# Old tool



## Daren (Oct 14, 2006)

I wonder how many people even know what this tool is. I may be surprised and more do than I think . This is something I use several times a week. The reason I am posting pics. is one to see how many guesses I get on what it is used for and 2 to publicly thank a friend who sent it to me (member here found it and knew what it was and that I would use it) It showed up in the mail today, brightened my day and I have already used it, it works great.
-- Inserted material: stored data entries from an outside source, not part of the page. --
PR #2060, opened 2024-04-09
plantuml: hide circle and empty members, remove quotes

VladimirAlexiev:


VladimirAlexiev:
@Silvanoc

cmungall:
Thanks! The corresponding test should be fixed too - let us know if you want one of us to take over from here or if you're able to make the additional change yourself!

sujaypatil96:
Hi @VladimirAlexiev it looks like certain Actions are not going through because you haven't run the ruff linter on your code.

Could you run the below command using [ruff](https://github.com/astral-sh/ruff):

```bash
ruff check linkml/generators/plantumlgen.py
```

linkml/generators/plantumlgen.py
```diff
@@ -129,13 +133,11 @@ def add_class(self, cn: ClassDefinitionName) -> str:
                 if True or cn in slot.domain_of:
                     mod = self.prop_modifier(cls, slot)
                     slot_defs.append(
-                        '    {field} "'
```
Silvanoc, line 132: I tend to add quotation marks to generated names for robustness: it doesn't harm having them and it won't break if any unexpected whitespaces appear in the names.

What does it harm to have them? If it doesn't harm, why removing them?

I suppose that we can rely on `underscore()` to ensure that no whitespaces appear in the names. So removing them shouldn't suppose any risk.

Silvanoc:
LGTM

I have only what is probably a nitpick: https://github.com/linkml/linkml/pull/2060#discussion_r1577309102

linkml/generators/plantumlgen.py
sujaypatil96: Good questions @Silvanoc! I'd like to know the answer to the question you asked as well -- what are the pros of removing the quotes?

cmungall (approved):

cmungall:
lgtm. We can circle back on escaping issues

PR #2061, opened 2024-04-09
Pass strings rather than printing to `stdout` in generators

sneakers-the-rat:
Part of: https://github.com/linkml/linkml/issues/923

I was sorta like 'this can wait' until i tried to debug something in rdfgen and couldn't use a debugger because stdout was being captured.

design is p self explanatory, only thing that might be weird is that the top-level `Generator` class does simple string concatenation rather than joining with newlines because we assume that the lower level generators will handle newlining (and don't want to prevent them from not doing it if they don't want to).

also one bugfix: 
- previously, headers for protogen, shexgen, and i think one more were just printed into thin air because stdout wasn't being captured during `__post_init__` - restored that

p much all the changes here are removing extraneous linebreaks that were there bc there wasn't a good way to exlude the newline created by printing `None`. we can restore that if we want a smaller PR idrc :) all the substantive changes are in separate commits to the snapshot regeneration for easier diffing.

anyway merry christmas, a gift of labor 2 u


linkml/utils/generator.py
```diff
@@ -267,81 +267,97 @@ def serialize(self, **kwargs) -> str:
...
+                    sub_out = self.visit_class_slot(cls, self.aliased_slot_name(slot), slot)
+                    if sub_out is not None:
+                        out += sub_out
+                sub_out = self.end_class(cls)
+                if sub_out is not None:
+                    out += sub_out
+        sub_out = self.end_schema(**kwargs)
+        if sub_out is not None:
+            out += sub_out
+        return out
```
sierra-moxon, line 327: 🎉 🎉 🎉

linkml/generators/markdowngen.py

I have many tools for the task this one is used for, multi step process, 2 of my favorites came from the same dude.

If no one guesses right off the bat what it is I will post a picture of another tool that would be a companion in the process.


----------



## Juniperlampguy (Nov 11, 2007)

I'll take a risk at showing my ignorance:blink: :icon_redface:

I don't have a clue, but would guess thats a clamp for edge gluing pieces of wood together and that wing nut in the middle is to keep them from buckling.


----------



## Big Dave (Sep 16, 2006)

It's a hand saw clamp. Keeps the blade straight for setting the teeth and filing them sharp.


----------



## Daren (Oct 14, 2006)

Big Dave said:


> It's a hand saw clamp. Keeps the blade straight for setting the teeth and filing them sharp.


Big Dave squashed that in a hurry :laughing:. Yes a saw filers vice. This one is a nice one because it swivels.


----------



## Daren (Oct 14, 2006)

Daren said:


> If no one guesses right off the bat what it is I will post a picture of another tool that would be a companion in the process.
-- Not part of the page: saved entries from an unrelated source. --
PR #2079, opened 2024-04-24
Add generator flag to include an import outside the normal import mechanism

sierra-moxon:
In particular, this has use in supporting a separate YAML file to collect deprecated elements that we want to serialize in some generators but not others (e.g. we want to serialize deprecated elements in docgen when we're pointing schema URIs to a documentation site so that URIs are persistent even after a deprecation event.  But we don't want to serialize elements in python data classes or jsonschema, nor include the deprecated elements in the main imports of the schema so that they are no longer used by mistake, etc.)


pkalita-lbl (approved):
Overall looks good to me. Two non-critical thoughts:

1. Would a name like `--extra-include` or `--additional-include` be helpful to make it more explicit that you're appending to, not replacing, your schema's imports?
2. Would it make sense to add `multiple=True` to the `@click.option` definitions and then loop over the resulting array in `Generator.__post_init__`? That way you could do something like:
    ```
    gen-doc --include deprecated1.yaml --include deprecated2.yaml ...
    ```
    Or would we consider it better practice to have only one CLI include and have `deprecated1.yaml` include `deprecated2.yaml` in the schema itself?

cmungall (approved):

PR #2095, opened 2024-05-03
Allow control over which OWL types are used for enums. Fixes #2090

### LINKED ISSUE #2090: Allow options of mapping permissible values to non classes in OWL
Currently gen-owl translates PVs to classes. This is very convenient because we can take advantage of constructs like like UnionOf to represent an enumeration. It is also the default case since often PVs are classes taken from ontologies

But this is not always the case.

- authors may want to follow the [Rector partition model](https://www.w3.org/2001/sw/BestPractices/OEP/SpecifiedValues-20050405/) e.g. for LOW MEDIUM HIGH
- the PVs may represent actual individuals. E.g an enum `HomePlanet` with PVs for `{Earth, Venus, ...}`
- the PVs may be other OWL constructs like ObjectProperty, Datatype, even Ontology
- the author may prefer to be non-committal

IF the user decides that ALL the members of a PV are individuals then we can take advantage of the OWL `AnyOf` construct

IF the PV is a mix of classes AND inviduals, it's impossible to have a single OWL definition of the enum in OWL-DL, unless we pun. But punning creates a lot of confusion.

Of course some users may not care about having an enum definition. It may be sufficient to simply use annotation properties to link an enum to PVs, as we do for `gen-rdf`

I lied, it was guessed right off the bat but I will still post that other picture. A tooth setter.


----------



## Big Dave (Sep 16, 2006)

I used to have one. It was shaped differently than the one you've pictured.


----------



## Juniperlampguy (Nov 11, 2007)

Daren said:


> I lied, it was guessed right off the bat but I will still post that other picture. A tooth setter.
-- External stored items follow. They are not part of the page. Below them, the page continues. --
PR #2100, opened 2024-05-07
Update slot cardinality meaning on main linkml docs site

sujaypatil96:
Update the current description shown here: https://linkml.io/linkml/schemas/slots.html#slot-cardinality to capture the latest description of cardinality according to the method definition here: https://github.com/linkml/linkml/blob/main/linkml/generators/docgen.py#L567-L623

### DIFF
--- a/docs/schemas/slots.md
+++ b/docs/schemas/slots.md
@@ -128,15 +128,20 @@ slots:
 
 See the [type-designators](type-designators.md) section of the docs for more details.
 
-## Slot cardinality
+## Cardinality
 
-The cardinality of a slot is indicative of two properties on a slot. It tells us about whether a slot is *required* or not, and also about how many values it is allowed to have, i.e., whether it is *single-valued* or *multi-valued*.
+The cardinality of a slot in UML class diagrams indicates the number of instances of one class 
+that can be linked to an instance of another class. Cardinality (sometimes also referred to as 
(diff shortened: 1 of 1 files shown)


docs/schemas/slots.md
```diff
@@ -128,15 +128,20 @@ slots:
...
-The following list summarizes the expansions of the various possible combinations of cardinalities that can be asserted on a slot:
-* `1..*` - slot is *required* and *multivalued*
-* `1..1` - slot is *required* but *not multivalued*
-* `0..*` - slot is *not required* but if provided it must be *mulitvalued*
-* `0..1` - slot is *not required* and *not multivalued*
+## Cardinality
+
+The cardinality of a slot in UML class diagrams indicates the number of instances of one class 
+that can be linked to an instance of another class. Cardinality (sometimes also referred to as 
+*multiplicity*) notations are placed near the end of an association.
```
cmungall, line 135: "...placed near the end of an association" - did this come from UML documentation. I think this is fine for UML documentation but you need to place it in more context here

cmungall (changes requested):

docs/schemas/slots.md
sujaypatil96: I pieced it together from some UML docs and mermaid docs. But yes, you're right it would be helpful to clarify what "association" means in this context.

cmungall (approved):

Oh, Ok since I was so far off the first one I' ll guess thats an old dentistry tool called a tooth puller.:laughing::laughing:


----------



## Daren (Oct 14, 2006)

Juniperlampguy said:


> Oh, Ok since I was so far off the first one I' ll guess thats an old dentistry tool called a tooth puller.:laughing::laughing:


Least you got the tooth part right...I have had people think that second tool was a pet nail trimmer :yes:


----------



## Terry Beeson (May 29, 2008)

:sweatdrop: Whew... That was close. When I saw the topic "Old Tool" :wheelchair: I was afraid I had gotten in some weird prono-graffic gay forum by mistake... :blink:

Then I saw that first picture and :icon_eek: swore I had seen that in a... I mean a friend of mine :whistling2: saw in an adult toy store... 

And NEVER let my wife see that second one... She has a use for that and it ain't got NUTTIN to do with saws or dogs...


----------



## flash512 (Sep 2, 2008)

*I know, I know!*

Yeah, I know I'm too late, but I just watched "Hand Tools" with Frank Klausz the other day. If you'd asked last week, I wouldn't have had a clue.


----------



## Handyman (Jan 2, 2008)

*hand saw vise*



Daren said:


> I lied, it was guessed right off the bat but I will still post that other picture. A tooth setter.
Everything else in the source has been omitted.